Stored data
PR #306, opened 2022-12-05
Add parameter force_stop_on_retry that avoids zero vel commands on recoverable errors

corot:
This allows gracefully slowing down while retrying calls to the controller.
Note that this will apply only as long as 
- we have not exhausted available controller retries 
- we have not exhausted patience time

When either condition doesn't hold, we send zero velocity commands, as with current implementation

Default value is true, meaning current behavior

### DIFF
--- a/mbf_abstract_nav/src/abstract_controller_execution.cpp
+++ b/mbf_abstract_nav/src/abstract_controller_execution.cpp
@@ -66,6 +66,7 @@ AbstractControllerExecution::AbstractControllerExecution(
   private_nh.param("robot_frame", robot_frame_, std::string("base_link"));
   private_nh.param("map_frame", global_frame_, std::string("map"));
   private_nh.param("force_stop_at_goal", force_stop_at_goal_, false);
+  private_nh.param("force_stop_on_retry", force_stop_on_retry_, true);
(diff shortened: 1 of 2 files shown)


mbf_abstract_nav/src/abstract_controller_execution.cpp
```diff
@@ -401,8 +401,18 @@ void AbstractControllerExecution::run()
             // keep trying if we have > 0 or -1 (infinite) retries
             moving_ = max_retries_;
           }
-          // could not compute a valid velocity command -> stop moving the robot
-          publishZeroVelocity(); // command the robot to stop; we still feedback command calculated by the plugin
+
+          // could not compute a valid velocity command
+          if (!moving_ || force_stop_on_retry_)
```
RainerKuemmerle, line 407: We seem to miss reading a param for force_stop_on_retry_ - making it uninitialized? Probably the default value should be true to keep the old behavior?

corot: :see_no_evil:     thanks

I copy-pasted the changes from the robot to push, and missed this one

RainerKuemmerle (approved):

ChristofDubs (approved):

Issue #297, opened 2022-03-22
Costmap Safety Check Doesn't Quite Work as Expected


Jmeyer1292:
Greetings. MoveBaseFlex is an excellent piece of software. Thank you for the hard work in creating and maintaining it.

I wanted to report an issue: In brief the `safetyChecks` are not working as expected.

 * **Setup:** Robot with MoveBaseFlex and a Time-Elastic-Band local controller
 * **Experiment**: Set an expected sensor data rate in your costmap parameters. Do NOT publish sensor data to the costmap.
 * **Expectation**: The robot does not move. If sensor data is provided, it would keep going.
 * **Observation**: The robot stutters and slowly creeps forward. See figure 1 for a visualization of the bag file.
  
Blue is a velocity command (`linear/x`).
Red is measured robot twist (`linear/x`). 
![oscillation](https://user-images.githubusercontent.com/4960180/159584473-4c38fce5-2d4b-413a-9b53-3b69dd967846.png)
**Figure 1**

A very quick glance through the source code shows [this](https://github.com/magazino/move_base_flex/blob/e70201c7d206971817bec50a5a9b037ef21a7e94/mbf_abstract_nav/src/abstract_controller_execution.cpp#L318) section of code as the point where our checks are applied.

It _appears_ that the safety check fails (as expected), a zero velocity is published, and the thread sleeps. It then proceeds to go and run the controller and issue a command anyway. I suggest the inclusion of a `continue` in the loop where the safety checks fail.

I'm happy to make this edit, but I acknowledge that this may have been done on purpose. I can certainly see the value in still running controllers at regular intervals and just letting them know that things are kinda broken.

Again thank you for being open source maintainers.

corot:
Thanks for the thorough analysis. I agree, at first glance, looks like a `continue;` is missing.
I'll try myself and see if there's any good reason for not having it (we wrote that logic long time ago, and I don't remember the rationale)

PR #307, opened 2022-12-05
Issue #297: Send just zero velocity commands when safety check doesn't pass

corot:
Thanks to @Jmeyer1292 for the investigation and simple solution

### DIFF
--- a/mbf_abstract_nav/src/abstract_controller_execution.cpp
+++ b/mbf_abstract_nav/src/abstract_controller_execution.cpp
@@ -298,8 +298,9 @@ void AbstractControllerExecution::run()
       {
         // the specific implementation must have detected a risk situation; at this abstract level, we
         // cannot tell what the problem is, but anyway we command the robot to stop to avoid crashes
-        publishZeroVelocity();   // note that we still feedback the command calculated by the plugin
+        publishZeroVelocity();
         loop_rate_.sleep();
+        continue;
       }
 
       // update plan dynamically


mbf_abstract_nav/src/abstract_controller_execution.cpp
```diff
@@ -298,8 +298,9 @@ void AbstractControllerExecution::run()
       {
         // the specific implementation must have detected a risk situation; at this abstract level, we
         // cannot tell what the problem is, but anyway we command the robot to stop to avoid crashes
-        publishZeroVelocity();   // note that we still feedback the command calculated by the plugin
+        publishZeroVelocity();
         loop_rate_.sleep();
+        continue;
```
ChristofDubs, line 303: Clarification question: If this safety check keeps failing, is there some mechanism that interrupts this at some point (by e.g. setting `cancel_` to true)?

corot: Yes, canceling the goal will interrupt this
But maybe we should add here a call to `isPatienceExceeded` and fail goal if it returns true?
:thinking:

ChristofDubs: Yeah that would be an improvement. However, the patience is currently allocated solely for the controller, so its meaning would change a bit, and the corresponding message in `isPatienceExceeded()` would need updating:

https://github.com/magazino/move_base_flex/blob/af3afbf37caa17a44ff41c71f8d1b3cc658455a2/mbf_abstract_nav/src/abstract_controller_execution.cpp#L212

renan028:
> Thanks to @Jmeyer1292 for the investigation and simple solution

tested:

before:

https://user-images.githubusercontent.com/6097267/228436790-165e5b73-83a7-44cf-a39e-d184eccb81fd.mp4

after:

https://user-images.githubusercontent.com/6097267/228436549-aee62d88-5ec2-45c4-806e-11311bbf2721.mp4

mbf_abstract_nav/src/abstract_controller_execution.cpp
corot: Or maybe moving the check to somewhere after checking patience and retries?

As it is clearly a bug, I'll merge this as it is by now and investigate on another PR how to react when this happens
Depending on the use case, it can be that we don't want to fail while the safety check is false for a relatively long time.
e.g. someone is using this to force the robot to wait till another agent crosses, or an elevator opens,,,

ChristofDubs: ok sure

ChristofDubs (approved):

PR #802, opened 2018-12-20
Bump default Mplex split_send_size to 64Kbyte

dvdplm:
The default value of 1Kbyte is rather small and may impact throughput adversly. This PR proposes 64Kbyte. As a comparison, the [Yamux default `receive_window` size is 256Kbyte](https://github.com/hashicorp/yamux/blob/master/spec.md#flow-control).

PR #1831, opened 2020-11-10
[plaintext] Retain remaining read buffer after handshake.

romanb:
When the plaintext protocol handshake finishes and the `Framed` I/O used during the handshake is discarded in favor of the underlying I/O stream, the remaining read buffer of `Framed` must be retained, as it may have buffered data beyond the end of the handshake. This problem manifests itself in potential stalls / timeouts during protocol negotiation, because a peer does not necessarily wait for confirmation of a protocol before it sends the proposal for the next protocol upgrade. E.g. `/multistream/1.0.0 \n /mplex/6.7.0` for the mplex upgrade may already be received and buffered by the `Framed` of the plaintext handshake by a peer before the handshake is complete. That peer will read the final handshake frame but then discard the remaining read buffer of `Framed`, leaving the remote waiting for the protocol confirmation for the next upgrade, but that proposal got "lost". The problem first appeared in https://github.com/libp2p/rust-libp2p/pull/1765 where it was missed during review.

This surfaced, without looking for it, during some benchmark attempts with the TCP transport and plaintext protocol in order to settle https://github.com/libp2p/rust-libp2p/pull/802. However, because the symptoms are the same, I'm reasonably certain that this is the actual cause of the early connection negotiation stalls observed in https://github.com/libp2p/rust-libp2p/issues/1629#issuecomment-701396435, unrelated to the random upgrade timeouts (which should already be fixed), since that test setup intentionally uses the plaintext protocol. So hopefully this should resolve the remaining problem(s) mentioned in #1629 that I had trouble to reproduce earlier.

### DIFF
--- a/protocols/plaintext/src/handshake.rs
+++ b/protocols/plaintext/src/handshake.rs
@@ -22,7 +22,7 @@ use crate::PlainText2Config;
 use crate::error::PlainTextError;
 use crate::structs_proto::Exchange;
 
-use bytes::BytesMut;
+use bytes::{Bytes, BytesMut};
 use futures::prelude::*;
 use futures_codec::Framed;
 use libp2p_core::{PublicKey, PeerId};
@@ -111,7 +111,7 @@ impl HandshakeContext<Local> {
 }
 
 pub async fn handshake<S>(socket: S, config: PlainText2Config)
-    -> Result<(S, Remote), PlainTextError>
+    -> Result<(S, Remote, Bytes), PlainTextError>
 where
     S: AsyncRead + AsyncWrite + Send + Unpin,
 {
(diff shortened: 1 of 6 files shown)


protocols/plaintext/src/handshake.rs
```diff
@@ -134,6 +134,12 @@ where
         }
     };
 
+    // The `Framed` wrapper may have buffered additional data that
+    // was already received but is no longer part of the plaintext
+    // handshake. We need to capture that data before dropping
+    // the `Framed` wrapper via `Framed::into_inner()`.
+    let read_buffer = framed_socket.read_buffer().clone().freeze();
```
romanb, line 141: We may be able to avoid cloning here in the future, if something like https://github.com/matthunz/futures-codec/pull/54 is available.

mxinden (approved):
Well spotted. Thanks for fixing this!

romanb:
Thanks for the quick review. Any objections if I make a patch release straight away?

mxinden:
> Thanks for the quick review. Any objections if I make a patch release straight away?

@romanb patch release sounds good to me. Thanks!

romanb:
`libp2p-0.30.1` and `libp2p-plaintext-0.24.1` published.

EXERCISE PROMPT -> Copy out the lines above that hold the string "Result".

REPLY ->
-    -> Result<(S, Remote), PlainTextError>
+    -> Result<(S, Remote, Bytes), PlainTextError>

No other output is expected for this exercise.